Kararda, 9 emniyet işçisinin de olayda yaralandığı da belirtilerek, “idarenin/idarelerin bu konulara ait hizmet kusurunun bulunmadığı sonucuna varılmıştır” sözü kullanıldı.
Kararda, yaralıların üzerine polisin biber gazı sıkması konusunda da şu yorum yapıldı:
“Olay sonrasında emniyet mensuplarınca biber gazı kullanıldığı savları hakkında ise gaz kullanımının bu hususta sertifikalı güvenlik vazifelileri tarafından gerekli görüldüğü için yapıldığı, Ön İnceleme Raporun’nda Gaz kullanımı hakkında soruşturma müsaadesi verilmemesi gerektiği tarafında raporlama yapıldığı görülmüştür.”
Pozitif yükümlülük de yok
Kararda, devletin, yetki alanındaki bireylerin güvenliğini sağlamak konusunda müspet yükümlülüğünün bulunduğu belirtilerek, şöyle devam edildi:
“Pozitif yükümlülük bulunmakla birlikte dava konusu olayda olduğu üzere, idari faaliyetle direkt nedensellik bağı bulunmayan ve temelde insan davranışlarının evvelce bilinemez yahut öngörülemez oluşuyla temaslı olarak meydana gelen toplumsal olaylarda, yönetimlerin oluşan gerçek ziyanı tazmin etmekle yükümlü kılınmalarını gerektirecek biçimde yorumlanmasına hukuken imkan bulunmamaktadır”

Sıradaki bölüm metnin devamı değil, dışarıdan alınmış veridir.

PR #23126, opened 2026-08-28
fix(route/wikipedia): escape link targets in current events

aavanian:

Close #

```routes
/wikipedia/current-events
```

- [ ] New Route / 新的路由
    - [x] Follows Script Standard / 跟随路由规范
- [ ] Date and time / 日期和时间
    - [x] Parsed / 可以解析
- [ ] `Puppeteer`

## Note / 说明

Fix to existing route.

  - [x] link targets are interpolated into the `href` attribute unescaped:
    - targets come from the wikitext, so any editor controls them, and `sanitizeHtml` runs on the wikitext before the tags are built and does not escape double quotes
    - `[[foo" onmouseover="alert(1)|x]]` produced an anchor carrying an `onmouseover` handler, and `[javascript:alert(1) x]` a `javascript:` link
    - fixed by building the url through `encodeURI` and only linkifying external urls when they are `http(s)`
  - [x] wiki hrefs contained raw spaces, making them invalid: fixed by the same encoding

### DIFF
--- a/lib/routes/wikipedia/current-events.ts
+++ b/lib/routes/wikipedia/current-events.ts
@@ -95,17 +95,43 @@ function stripTemplates(wikitext: string): string {
     return wikitext.replaceAll(/\{\{([^}]+)\}\}/g, '$1');
 }
 
+// sanitizeHtml runs on the wikitext before any tag is built, so & and < reach this point already
+// encoded. Decode them before assembling a URL, or the entity text ends up inside the link. &amp;
+// must go last so that &amp;lt; does not decode all the way to <.
+function decodeSanitizedEntities(text: string): string {
+    return text.replaceAll('&lt;', '<').replaceAll('&gt;', '>').replaceAll('&quot;', '"').replaceAll('&amp;', '&');
+}
+
+// Link targets come from the wikitext, so they are attacker-controlled and land in an href
+// attribute. encodeURI percent-encodes the " that would otherwise close the attribute and let the
+// rest of a crafted target through as markup, and it fixes the spaces that made the URLs invalid.
+function wikiUrl(target: string): string {
+    return `https://en.wikipedia.org/wiki/${encodeURI(decodeSanitizedEntities(target).trim().replaceAll(' ', '_'))}`;
+}
+
+// Anything that is not http(s) — javascript:, data: — is left as plain text rather than linked.
+function externalUrl(url: string): string | null {
+    const decoded = decodeSanitizedEntities(url).trim();
+    return /^https?:\/\//i.test(decoded) ? encodeURI(decoded) : null;
+}
+
 function convertWikiLinks(html: string): string {
     // Convert wiki links [[Link|Text]] or [[Link]]
-    html = html.replaceAll(/\[\[([^|\]]+)\|([^\]]+)\]\]/g, '<a href="https://en.wikipedia.org/wiki/$1">$2</a>');
-    html = html.replaceAll(/\[\[([^\]]+)\]\]/g, '<a href="https://en.wikipedia.org/wiki/$1">$1</a>');
+    html = html.replaceAll(/\[\[([^|\]]+)\|([^\]]+)\]\]/g, (_match, target: string, text: string) => `<a href="${wikiUrl(target)}">${text}</a>`);
+    html = html.replaceAll(/\[\[([^\]]+)\]\]/g, (_match, target: string) => `<a href="${wikiUrl(target)}">${target}</a>`);
     return html;
 }
 
 function convertExternalLinks(html: string): string {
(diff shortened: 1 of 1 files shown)


aavanian:
I believe this is ready to merge. let me know if anything is needed on my side.

lib/routes/wikipedia/current-events.ts
```diff
@@ -95,17 +95,43 @@ function stripTemplates(wikitext: string): string {
     return wikitext.replaceAll(/\{\{([^}]+)\}\}/g, '$1');
 }
 
+// sanitizeHtml runs on the wikitext before any tag is built, so & and < reach this point already
+// encoded. Decode them before assembling a URL, or the entity text ends up inside the link. &amp;
+// must go last so that &amp;lt; does not decode all the way to <.
+function decodeSanitizedEntities(text: string): string {
+    return text.replaceAll('&lt;', '<').replaceAll('&gt;', '>').replaceAll('&quot;', '"').replaceAll('&amp;', '&');
```
TonyRL: Use `entities` instead of manually replacing.

lib/routes/wikipedia/current-events.ts
```diff
@@ -95,17 +95,43 @@ function stripTemplates(wikitext: string): string {
...
+// Link targets come from the wikitext, so they are attacker-controlled and land in an href
+// attribute. encodeURI percent-encodes the " that would otherwise close the attribute and let the
+// rest of a crafted target through as markup, and it fixes the spaces that made the URLs invalid.
+function wikiUrl(target: string): string {
+    return `https://en.wikipedia.org/wiki/${encodeURI(decodeSanitizedEntities(target).trim().replaceAll(' ', '_'))}`;
+}
+
+// Anything that is not http(s) — javascript:, data: — is left as plain text rather than linked.
+function externalUrl(url: string): string | null {
+    const decoded = decodeSanitizedEntities(url).trim();
```
TonyRL: Can you show me what can be `trim()`?

lib/routes/wikipedia/current-events.ts
aavanian: Thanks, simpler and cleaner indeed. Fixed in 7800f49

lib/routes/wikipedia/current-events.ts
aavanian: this `trim()` was indeed unnecessary with the custom `decodeSanitizedEntities` but with `entities`'s `decodeXML` (7800f49), spaces could be re-introduced so I left it in place.

TonyRL: Can you show me how spaces can be re-introduced?

aavanian:
```
import { decodeXML } from 'entities';

const HTTP_RE = /^https?:\/\//i;

function withoutTrim(capturedUrl) {
    const decoded = decodeXML(capturedUrl);
    return HTTP_RE.test(decoded) ? encodeURI(decoded) : null;
}

function withTrim(capturedUrl) {
    const decoded = decodeXML(capturedUrl).trim();
    return HTTP_RE.test(decoded) ? encodeURI(decoded) : null;
}

const cases = [
    '&#32;http://example.com',   // decimal ref for U+0020 SPACE, prepended
    'http://example.com&#9;',    // decimal ref for U+0009 TAB, appended
];

for (const capturedUrl of cases) {
    console.log('captured url :', JSON.stringify(capturedUrl));
    console.log('decoded      :', JSON.stringify(decodeXML(capturedUrl)));
    console.log('without trim :', withoutTrim(capturedUrl));
    console.log('with trim    :', withTrim(capturedUrl));
    console.log('---');
}
```

TonyRL: All the inputs got https://github.com/DIYgod/RSSHub/blob/7800f49f08f5f91c6b9eb6104242ef7907608010/lib/routes/wikipedia/current-events.ts#L273 which is simply https://github.com/DIYgod/RSSHub/blob/7800f49f08f5f91c6b9eb6104242ef7907608010/lib/routes/wikipedia/current-events.ts#L265 Do those values *survive* `sanitize-html`?

It then got passed to https://github.com/DIYgod/RSSHub/blob/7800f49f08f5f91c6b9eb6104242ef7907608010/lib/routes/wikipedia/current-events.ts#L275 https://github.com/DIYgod/RSSHub/blob/7800f49f08f5f91c6b9eb6104242ef7907608010/lib/routes/wikipedia/current-events.ts#L121-L128 Do those values really match with those regular expressions?
Do you really know the logic of your code?

aavanian: indeed. i only tested the difference between decodeXML and the previous decodeSanitizedEntities

Apologies for the time wasted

Bu nedenle olayda idarenin/idarelerin hizmet kusuru yahut kusursuz sorumluluğunu gerektirecek rastgele bir süreç ya da aksiyonunun olmadığı vurgulandı.
Kararda, bu nedenle mağdurlar açısından çok düşük tazminat ödenmesini gerektiren ve genel olaylarda kullanılan Terör ve Terörle Uğraştan Doğan Ziyanların Karşılanması Hakkında Yönetmeliği’nin 21. Hususunun uygulanması istenildi.
Kararda, manevi tazminat istikametinden mağdurlara düşük ödeme yapıldığı, 15 bin lira tazminat yerine daha yüksek tazminat ödenmesi gerektiği de belirtildi.